▶ Problem details:
Which lines of the entries below include "they"? List them all.

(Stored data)

PR #2419, opened 2019-04-05
 Clean up relational operators

mr-salty:
Clean up relational operators.  …
* Convert all member operators to free functions.
* Fix a bug in operator== for CommonMetadata (it wasn't checking owner)
* Standardize on using std::rel_ops
* Move 'friend' declarations to class private sections.
* changed operator<< for RowRange to not require friendship

In cases where I was able to implement the operators using the existing
public API I did so, otherwise I preferred making them friends over adding
to the API.

I left PaginationIterator operators defined inline in the class because
all the verbiage necessary (forward declaration, friend declaration,
then definition) to make them friends makes it less readable IMO.

---
This change is [Reviewable](https://reviewable.io/reviews/googleapis/google-cloud-cpp/2419)

### DIFF
--- a/google/cloud/bigtable/row_range.h
+++ b/google/cloud/bigtable/row_range.h
@@ -18,6 +18,7 @@
 #include "google/cloud/bigtable/internal/prefix_range_end.h"
 #include <google/bigtable/v2/data.pb.h>
 #include <chrono>
+#include <utility>
 
 namespace google {
 namespace cloud {
@@ -144,9 +145,6 @@ class RowRange {
    */
   std::pair<bool, RowRange> Intersect(RowRange const& range) const;
 
-  bool operator==(RowRange const& rhs) const;
-  bool operator!=(RowRange const& rhs) const { return !(*this == rhs); }
-
   /// Return the filter expression as a protobuf.
   ::google::bigtable::v2::RowRange const& as_proto() const& {
     return row_range_;
@@ -156,8 +154,6 @@ class RowRange {
   ::google::bigtable::v2::RowRange&& as_proto() && {
     return std::move(row_range_);
   }
-
-  friend std::ostream& operator<<(std::ostream& os, RowRange const& x);
 
  private:
   /// Private to avoid mistaken creation of uninitialized ranges.
@@ -172,6 +168,12 @@ class RowRange {
  private:
   ::google::bigtable::v2::RowRange row_range_;
 };
+
+bool operator==(RowRange const& lhs, RowRange const& rhs);
+
+inline bool operator!=(RowRange const& lhs, RowRange const& rhs) {
+  return std::rel_ops::operator!=(lhs, rhs);
+}
 
 /// Print a human-readable representation of the range, mostly for testing.
 std::ostream& operator<<(std::ostream& os, RowRange const& x);
--- a/google/cloud/firestore/field_path.h
+++ b/google/cloud/firestore/field_path.h
@@ -18,6 +18,7 @@
 #include <iostream>
 #include <regex>
 #include <string>
+#include <utility>
 #include <vector>
 
 namespace google {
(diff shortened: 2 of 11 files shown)


google/cloud/bigtable/row_range.h
```diff
@@ -173,6 +169,12 @@ class RowRange {
   ::google::bigtable::v2::RowRange row_range_;
 };
 
+bool operator==(RowRange const& lhs, RowRange const& rhs);
```
remyabel: Any reason why this implementation shouldn't be moved to the header file? I know it was already in the `.cc` file, but I'm wondering.

google/cloud/firestore/field_path.h
```diff
@@ -183,6 +139,26 @@ class FieldPath {
    */
   bool valid_;
 };
+
+bool operator==(FieldPath const& lhs, FieldPath const& rhs);
+bool operator<(FieldPath const& lhs, FieldPath const& rhs);
```
remyabel: It looks like you forgot to move the comment blocks as well.

google/cloud/storage/internal/access_control_common.h
```diff
@@ -151,6 +140,25 @@ class AccessControlCommon {
...
+inline bool operator==(AccessControlCommon const& lhs,
+                       AccessControlCommon const& rhs) {
+  // Start with id, bucket, etag because they should fail early, then
+  // alphabetical for readability.
+  return lhs.id() == rhs.id() && lhs.bucket() == rhs.bucket() &&
+         lhs.etag() == rhs.etag() && lhs.domain() == rhs.domain() &&
+         lhs.email() == rhs.email() && lhs.entity() == rhs.entity() &&
+         lhs.entity_id() == rhs.entity_id() && lhs.kind() == rhs.kind() &&
+         lhs.has_project_team() == rhs.has_project_team() &&
+         (!lhs.has_project_team() ||
```
remyabel: I am confused by these two lines. Would `lhs.has_project_team() && rhs.has_project_team()` instead of `lhs.has_project_team() == rhs.has_project_team()` be more readable for the intent here? Also, I think this will evaluate to true if `lhs.has_project_team` is `false`. I'm not sure if that's what you want.

google/cloud/bigtable/row_range.h
mr-salty: The implementation is 37 lines which is pretty far above the 10 line threshold the style guide recommends for inlining.

google/cloud/firestore/field_path.h
mr-salty: I dropped them intentionally (although I'm willing to listen to reasons for keeping them).  My rationale is that they fall under the "simple and obvious" clause of the style guide for function comments, since the meaning of the operators is well-known and the comments were just reinforcing that. Actually, the comments make me wonder "is this doing something unexpected?", which is forbidden by the style guide: "Define overloaded operators only if their meaning is obvious, unsurprising, and consistent with the corresponding built-in operators".

google/cloud/storage/internal/access_control_common.h
mr-salty: Maybe it's a little clever but it also seems like a pretty well-established idiom for writing this sort of thing without using ifs (although [optional's operator==](https://github.com/googleapis/google-cloud-cpp/blob/440439dcd72f362ff5eccfea34790a36b32a8523/google/cloud/optional.h#L235) takes that approach). The logic is the same, for them to be equal we need both:

1. lhs and rhs must both either: have a value, or not have a value (hence == rather than &&)
2. if they both have a value, those values must be equal

clause 2 can be restated as "either they both **don't** have values, or those values are equal" - except since clause 1 already established equality of has_XXX() we only need to check one.

remyabel: Thanks for the explanation. 

> lhs and rhs must both either: have a value, or not have a value (hence == rather than &&)

If they don't have a value, then we **don't** want to run the following check (otherwise we are deferencing a NULL pointer). Correct me if I'm wrong.

> if they both have a value, those values must be equal

What I'm concerned about is `if (!flag || a == b)`. As I understand it, if flag is `false`, the entire statement is `true`.

remyabel: OK disregard, your comment. I took a look at the implementation for optional and your approach LGTM.

remyabel:
It looks like you pulled in some unnecessary commits. Can you rebase your changes?

Issue #1595, opened 2018-12-05
Support blob signature via project service account.


coryan:
This would be handy when trying to create signed URLs for GCE or GAE credentials:

https://cloud.google.com/iam/reference/rest/v1/projects.serviceAccounts/signBlob

More on:

https://github.com/GoogleCloudPlatform/google-cloud-cpp/pull/1591#discussion_r239198179

frankyn:
Use this instead: https://cloud.google.com/iam/credentials/reference/rest/v1/projects.serviceAccounts/signBlob

PR #2424, opened 2019-04-08
Implement SignBlobRequest and SignBlobResponse.

coryan:
This is part of the changes to use the APIs to sign blobs. That will
allow us to sign URLs and policy docs, even when the credentials are
not service account credentials.

Look at #1595 for further motivation.

---
This change is [Reviewable](https://reviewable.io/reviews/googleapis/google-cloud-cpp/2424)


google/cloud/storage/internal/sign_blob_requests.cc
```diff
@@ -0,0 +1,62 @@
...
+#include "google/cloud/storage/internal/nljson.h"
+
+namespace google {
+namespace cloud {
+namespace storage {
+inline namespace STORAGE_CLIENT_NS {
+namespace internal {
+
+std::ostream& operator<<(std::ostream& os, SignBlobRequest const& r) {
+  auto join = [](std::vector<std::string> const& v) -> std::string {
```
mr-salty: are we not ready to use absl StrJoin() here?

google/cloud/storage/internal/sign_blob_requests_test.cc
```diff
@@ -0,0 +1,79 @@
...
+  std::string const text = R"""({
+      "keyId": "test-key-id",
+      "signedBlob": "test-signed-blob"
+})""";
+
+  auto parsed = SignBlobResponse::FromHttpResponse(text).value();
+
+  std::ostringstream os;
+  os << parsed;
+  std::string actual = std::move(os).str();
```
mr-salty: the same thing is written above as 'auto str = os.str();' - make them consistent (aside: does this move actually help?)

google/cloud/storage/internal/sign_blob_requests.cc
coryan: Because we don't have Abseil at all in the project?

google/cloud/storage/internal/sign_blob_requests_test.cc
coryan: Let me create a new PR to fix the inconsistency.
The move supposedly would help in the future (allegedly C++ 20 or so, which btw our customers might use to compile the code, even if we do not).

PR #2426, opened 2019-04-08
Implement get-bucket-class-and-location example.

### LINKED ISSUE #2414: Create the  storage_get_bucket_class_and_location sample.
Create a sample that "Retrieve the storage class and location for a GCS bucket".  The tag should be `storage_get_bucket_class_and_location`.  Details (such as they exist) are available inside Google at go/gcs-sample-tracker

Other bucket samples are in:

https://github.com/googleapis/google-cloud-cpp/blob/master/google/cloud/storage/examples/storage_bucket_samples.cc

coryan:
This is one of the standard examples for GCS client libraries, it should
show how to get the storage class and location of a bucket.

This fixes #2414.

---
This change is [Reviewable](https://reviewable.io/reviews/googleapis/google-cloud-cpp/2426)

### DIFF
--- a/google/cloud/storage/examples/storage_bucket_samples.cc
+++ b/google/cloud/storage/examples/storage_bucket_samples.cc
@@ -13,6 +13,7 @@
 // limitations under the License.
 
 #include "google/cloud/storage/client.h"
+
 #include <functional>
 #include <iostream>
 #include <map>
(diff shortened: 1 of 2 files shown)


google/cloud/storage/examples/storage_bucket_samples.cc
```diff
@@ -325,6 +326,33 @@ void PatchBucketStorageClassWithBuilder(google::cloud::storage::Client client,
...
+        bucket_name, gcs::Fields("name,location,storageClass"));
+
+    if (!bucket_metadata) {
+      throw std::runtime_error(bucket_metadata.status().message());
+    }
+
+    std::cout << "Bucket " << bucket_metadata->name()
+              << " default storage class is "
+              << bucket_metadata->storage_class()
+              << ", and the default location is " << bucket_metadata->location()
```
frankyn: "bucket location" instead of "default location"

google/cloud/storage/examples/storage_bucket_samples.cc
```diff
@@ -325,6 +326,33 @@ void PatchBucketStorageClassWithBuilder(google::cloud::storage::Client client,
...
+  if (argc != 2) {
+    throw Usage{"get-bucket-class-and-location <bucket-name>"};
+  }
+  auto bucket_name = ConsumeArg(argc, argv);
+  // [START storage_get_bucket_class_and_location]
+  namespace gcs = google::cloud::storage;
+  using ::google::cloud::StatusOr;
+  [](gcs::Client client, std::string bucket_name) {
+    StatusOr<gcs::BucketMetadata> bucket_metadata = client.GetBucketMetadata(
+        bucket_name, gcs::Fields("name,location,storageClass"));
```
frankyn: I'm questioning if Fields should be selected in samples. 
It has additional overhead on the user knowing field names. I understand it's also a best practice to only select the fields you need. The sample should show a user the "happy path".

I'm open to discussing this more. If no objections, please remove the field selection.

google/cloud/storage/examples/storage_bucket_samples.cc
coryan: Fixed.

google/cloud/storage/examples/storage_bucket_samples.cc
coryan: No objection, removed.

PR #2437, opened 2019-04-09
Fix region tags for bigtable_hello_world.

coryan:
I checked this against the internal tracker, and fixed the region tags.

---
This change is [Reviewable](https://reviewable.io/reviews/googleapis/google-cloud-cpp/2437)

### DIFF
--- a/google/cloud/bigtable/examples/bigtable_hello_world.cc
+++ b/google/cloud/bigtable/examples/bigtable_hello_world.cc
@@ -17,7 +17,7 @@
 //! [bigtable includes] [START bigtable_hw_imports]
 #include "google/cloud/bigtable/table.h"
 #include "google/cloud/bigtable/table_admin.h"
-//! [bigtable includes] [START bigtable_hw_imports]
+//! [bigtable includes] [END bigtable_hw_imports]
 
 int main(int argc, char* argv[]) try {
   if (argc != 4) {
--- a/google/cloud/bigtable/examples/bigtable_hello_world.cc
+++ b/google/cloud/bigtable/examples/bigtable_hello_world.cc
@@ -14,10 +14,10 @@
 
 //! [all code]
 
-//! [bigtable includes] [START dependencies]
+//! [bigtable includes] [START bigtable_hw_imports]
 #include "google/cloud/bigtable/table.h"
 #include "google/cloud/bigtable/table_admin.h"
-//! [bigtable includes] [END dependencies]
+//! [bigtable includes] [START bigtable_hw_imports]
 
 int main(int argc, char* argv[]) try {
   if (argc != 4) {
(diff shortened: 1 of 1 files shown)


google/cloud/bigtable/examples/bigtable_hello_world.cc
```diff
@@ -14,10 +14,10 @@
 
 //! [all code]
 
-//! [bigtable includes] [START dependencies]
+//! [bigtable includes] [START bigtable_hw_imports]
 #include "google/cloud/bigtable/table.h"
 #include "google/cloud/bigtable/table_admin.h"
-//! [bigtable includes] [END dependencies]
+//! [bigtable includes] [START bigtable_hw_imports]
```
devbww: s/START/END/

google/cloud/bigtable/examples/bigtable_hello_world.cc
```diff
@@ -33,32 +33,32 @@ int main(int argc, char* argv[]) try {
...
-  //! [create table] [START creating_a_table]
+  //! [create table] [START bigtable_hw_create_table]
   // Define the desired schema for the Table.
   auto gc_rule = google::cloud::bigtable::GcRule::MaxNumVersions(1);
   google::cloud::bigtable::TableConfig schema({{"family", gc_rule}}, {});
 
   // Create a table.
   auto returned_schema = table_admin.CreateTable(table_id, schema);
-  //! [create table] [END creating_a_table]
+  //! [create table]
```
devbww: "END bigtable_hw_create_table" ?

google/cloud/bigtable/examples/bigtable_hello_world.cc
```diff
@@ -33,32 +33,32 @@ int main(int argc, char* argv[]) try {
...
 
   // Create an object to access the Cloud Bigtable Data API.
-  //! [connect data] [START connecting_to_bigtable]
+  //! [connect data]
```
devbww: "START bigtable_hw_create_table" ?

coryan: This is the same as above, I am effectively merging the `connecting_to_bigtable` and `creating_a_table` region tags into a single `bigtable_hw_create_table` region.

google/cloud/bigtable/examples/bigtable_hello_world.cc
coryan: I intentionally made the scope of `creating_a_table` larger.  The examples in other languages (see following links) both create the Table (as in the "the thing inside the service that holds data") and the Table *handle* (as in "the thing in the application memory that gives you access to that thing in the service").

https://github.com/GoogleCloudPlatform/php-docs-samples/blob/5dfa97f1b8694cc22f4d633e1234ddb6865f56fe/bigtable/src/helloworld/create_table.php#L34-L80

https://github.com/GoogleCloudPlatform/ruby-docs-samples/blob/4a9929abc4c03ed97d7964dbecf1c9d48b1354d8/bigtable/hello_world.rb#L18-L30

https://github.com/googleapis/nodejs-bigtable/blob/0d8412140ceb32bf70837c6d18d5d2ce47ffba78/samples/hello-world/index.js#L38-L53

google/cloud/bigtable/examples/bigtable_hello_world.cc
coryan: Ooops, fixed, thanks!

coryan:
PTAL.

google/cloud/bigtable/examples/bigtable_hello_world.cc
devbww: I see.  Thanks.

google/cloud/bigtable/examples/bigtable_hello_world.cc
devbww: Ack.

PR #2438, opened 2019-04-09
Output content-length-range parameters as numbers, not strings.

remyabel:
Previously it looked like:

```
["content-length-range", "0", "1000000"]
```

We want it to actually be like:

```
["content-length-range", 0, 1000000]
```

---
This change is [Reviewable](https://reviewable.io/reviews/googleapis/google-cloud-cpp/2438)

### DIFF
--- a/google/cloud/storage/client_sign_policy_document_test.cc
+++ b/google/cloud/storage/client_sign_policy_document_test.cc
@@ -75,20 +75,19 @@ TEST(SignedPolicyDocumentIntegrationTest, Sign) {
             internal::FormatRfc3339(actual->expiration));
 
   EXPECT_EQ(
-      "eyJjb25kaXRpb25zIjpbWyJzdGFydHMtd2l0aCIsIiRrZXkiLCIiXSx7ImFjbCI6ImJ1Y2tl"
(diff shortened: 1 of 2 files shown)


coryan:
___
*[google/cloud/storage/internal/policy_document_request.cc, line 48 at r1](https://reviewable.io/reviews/googleapis/google-cloud-cpp/2438#-Lc2L3tn-_lKuEM_iYeB:-Lc2L3tn-_lKuEM_iYeC:b8ee4zd) ([raw file](https://github.com/googleapis/google-cloud-cpp/blob/d18e2e4194877bb4766ed93c763500e522267bba/google/cloud/storage/internal/policy_document_request.cc#L48)):*
> ```cpp
>     } else {
>       if (elements.at(0) == "content-length-range") {
>         j["conditions"].push_back({elements.at(0), std::stol(elements.at(1)),
> ```

BTW, `std::stol()` might throw exceptions. Is that the behavior we want here? We need to support applications that disable exceptions altogether (don't get me started).  Or maybe there is a reason to believe this would never happen?  If so, can you add a comment.

remyabel:
Both `at` and `stol` have the potential to throw exceptions. I think we should fix #2440 first to return an error early and ensure that exceptions can never be thrown at this point.

PR #2443, opened 2019-04-09
Moved Status operator== and operator!= from member to free functions

### LINKED ISSUE #2391: Change Status member op== and op!= to free functions
When binary operators are implemented as member functions, they are subtly asymmetric since the LHS does not participate in any implicit conversions, while the RHS does. For example:

```cc
struct A {
  bool operator==(A const& a);
};

struct Foo {
  operator A() const;  // convertible to A;
};

Foo foo;
A a;
assert(a == foo); // OK
assert(foo == a);  // Won't compile
```

To ensure that binary operators are symmetric wrt implicit conversions, it's best to implement them as non-member functions. See also http://go/gh/isocpp/CppCoreGuidelines/blob/master/CppCoreGuidelines.md#c161-use-nonmember-functions-for-symmetric-operators

Please change [op== and op!=](https://github.com/googleapis/google-cloud-cpp/blob/master/google/cloud/status.h#L72) in `Status` to be non-members.

scotthart:
Fixes #2391.

This change is [Reviewable](https://reviewable.io/reviews/googleapis/google-cloud-cpp/2443)

### DIFF
--- a/google/cloud/status.h
+++ b/google/cloud/status.h
@@ -69,11 +69,6 @@ class Status {
 
   bool ok() const { return code_ == StatusCode::kOk; }
 
-  bool operator==(Status const& rhs) const {
-    return code() == rhs.code() && message() == rhs.message();
-  }
-  bool operator!=(Status const& rhs) const { return !(*this == rhs); }
-
   StatusCode code() const { return code_; }
   std::string const& message() const { return message_; }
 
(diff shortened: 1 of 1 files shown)


mr-salty:
___
*[google/cloud/status.h, line 89 at r1](https://reviewable.io/reviews/googleapis/google-cloud-cpp/2443#-Lc3HGAd3UIG5bc2eQKw:-Lc3HwoSDgZu-UNbq-uW:bg3qc39) ([raw file](https://github.com/googleapis/google-cloud-cpp/blob/e22bfa5978c149822a6df6901e3944e3c7877e5a/google/cloud/status.h#L89)):*

> ```
>  return !(lhs == rhs);
> ```

FWIW, when I was doing the other operators I changed all occurrences to this kind of thing to "return std::rel_ops::operator!=(lhs, rhs);" for consistency (previously we had some rel_ops and some "hand crafted").  You have to include <utility>

</blockquote></details>

oops, markdown ate the angle brackets so make that ```include <utility>```

coryan:
@scotthart this is ready to merge, do you want me to push the button or would you rather do it yourself?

▶ The answer:
+  // Start with id, bucket, etag because they should fail early, then
mr-salty: I dropped them intentionally (although I'm willing to listen to reasons for keeping them).  My rationale is that they fall under the "simple and obvious" clause of the style guide for function comments, since the meaning of the operators is well-known and the comments were just reinforcing that. Actually, the comments make me wonder "is this doing something unexpected?", which is forbidden by the style guide: "Define overloaded operators only if their meaning is obvious, unsurprising, and consistent with the corresponding built-in operators".
2. if they both have a value, those values must be equal
clause 2 can be restated as "either they both **don't** have values, or those values are equal" - except since clause 1 already established equality of has_XXX() we only need to check one.
If they don't have a value, then we **don't** want to run the following check (otherwise we are deferencing a NULL pointer). Correct me if I'm wrong.
> if they both have a value, those values must be equal
Create a sample that "Retrieve the storage class and location for a GCS bucket".  The tag should be `storage_get_bucket_class_and_location`.  Details (such as they exist) are available inside Google at go/gcs-sample-tracker
When binary operators are implemented as member functions, they are subtly asymmetric since the LHS does not participate in any implicit conversions, while the RHS does. For example:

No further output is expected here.